• WORK INSTRUCTION:
Your answer must be every line of the data below that holds the string "when", copied exactly.

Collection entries
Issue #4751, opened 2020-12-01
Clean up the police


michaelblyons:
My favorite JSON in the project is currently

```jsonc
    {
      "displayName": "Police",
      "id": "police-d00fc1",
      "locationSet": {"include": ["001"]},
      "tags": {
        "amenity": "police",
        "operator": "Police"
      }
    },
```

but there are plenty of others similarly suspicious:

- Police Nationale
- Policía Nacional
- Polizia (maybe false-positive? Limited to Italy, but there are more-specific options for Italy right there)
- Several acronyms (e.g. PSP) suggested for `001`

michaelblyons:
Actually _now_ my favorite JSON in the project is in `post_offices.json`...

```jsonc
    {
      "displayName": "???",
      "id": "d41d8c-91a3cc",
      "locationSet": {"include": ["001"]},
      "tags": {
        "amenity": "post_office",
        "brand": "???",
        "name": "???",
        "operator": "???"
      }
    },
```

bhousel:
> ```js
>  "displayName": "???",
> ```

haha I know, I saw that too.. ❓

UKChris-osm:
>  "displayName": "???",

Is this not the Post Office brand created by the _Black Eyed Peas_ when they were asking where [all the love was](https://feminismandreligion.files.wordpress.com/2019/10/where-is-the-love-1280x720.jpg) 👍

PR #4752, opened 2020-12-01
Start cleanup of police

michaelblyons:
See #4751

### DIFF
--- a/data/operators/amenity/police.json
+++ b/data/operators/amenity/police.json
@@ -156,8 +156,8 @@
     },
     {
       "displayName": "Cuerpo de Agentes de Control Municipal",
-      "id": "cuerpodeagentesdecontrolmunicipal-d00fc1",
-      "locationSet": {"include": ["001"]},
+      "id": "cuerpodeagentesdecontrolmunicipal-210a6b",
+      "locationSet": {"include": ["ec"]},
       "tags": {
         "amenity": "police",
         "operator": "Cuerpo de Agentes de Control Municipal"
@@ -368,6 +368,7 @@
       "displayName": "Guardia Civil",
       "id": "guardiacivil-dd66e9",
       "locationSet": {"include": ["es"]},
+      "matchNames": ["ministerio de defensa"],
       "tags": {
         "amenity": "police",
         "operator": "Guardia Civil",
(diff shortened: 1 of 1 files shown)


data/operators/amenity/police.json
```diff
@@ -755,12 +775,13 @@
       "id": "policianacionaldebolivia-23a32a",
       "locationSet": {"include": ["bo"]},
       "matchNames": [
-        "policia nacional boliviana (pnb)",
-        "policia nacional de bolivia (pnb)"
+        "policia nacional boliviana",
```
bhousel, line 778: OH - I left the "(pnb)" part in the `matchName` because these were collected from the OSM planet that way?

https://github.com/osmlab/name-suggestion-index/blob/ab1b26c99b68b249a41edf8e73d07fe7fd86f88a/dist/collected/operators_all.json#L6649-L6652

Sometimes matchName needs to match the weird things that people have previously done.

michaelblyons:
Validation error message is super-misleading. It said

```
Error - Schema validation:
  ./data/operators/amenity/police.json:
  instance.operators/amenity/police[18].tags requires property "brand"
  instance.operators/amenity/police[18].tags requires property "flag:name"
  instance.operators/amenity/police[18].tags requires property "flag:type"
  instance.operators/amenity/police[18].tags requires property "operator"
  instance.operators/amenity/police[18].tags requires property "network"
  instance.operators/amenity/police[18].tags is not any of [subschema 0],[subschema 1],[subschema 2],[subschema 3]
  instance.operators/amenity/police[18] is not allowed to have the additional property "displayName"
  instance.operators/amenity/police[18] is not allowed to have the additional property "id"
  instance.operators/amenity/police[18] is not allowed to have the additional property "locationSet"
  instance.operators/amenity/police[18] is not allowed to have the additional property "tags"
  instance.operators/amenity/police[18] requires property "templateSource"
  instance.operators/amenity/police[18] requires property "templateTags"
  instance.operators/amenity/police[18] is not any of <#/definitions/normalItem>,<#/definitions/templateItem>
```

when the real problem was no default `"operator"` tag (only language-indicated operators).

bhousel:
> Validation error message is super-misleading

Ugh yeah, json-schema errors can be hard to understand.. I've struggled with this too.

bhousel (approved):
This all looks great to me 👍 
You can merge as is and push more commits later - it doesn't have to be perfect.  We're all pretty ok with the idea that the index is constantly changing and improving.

• OUTPUT BELOW:
Is this not the Post Office brand created by the _Black Eyed Peas_ when they were asking where [all the love was](https://feminismandreligion.files.wordpress.com/2019/10/where-is-the-love-1280x720.jpg) 👍
when the real problem was no default `"operator"` tag (only language-indicated operators).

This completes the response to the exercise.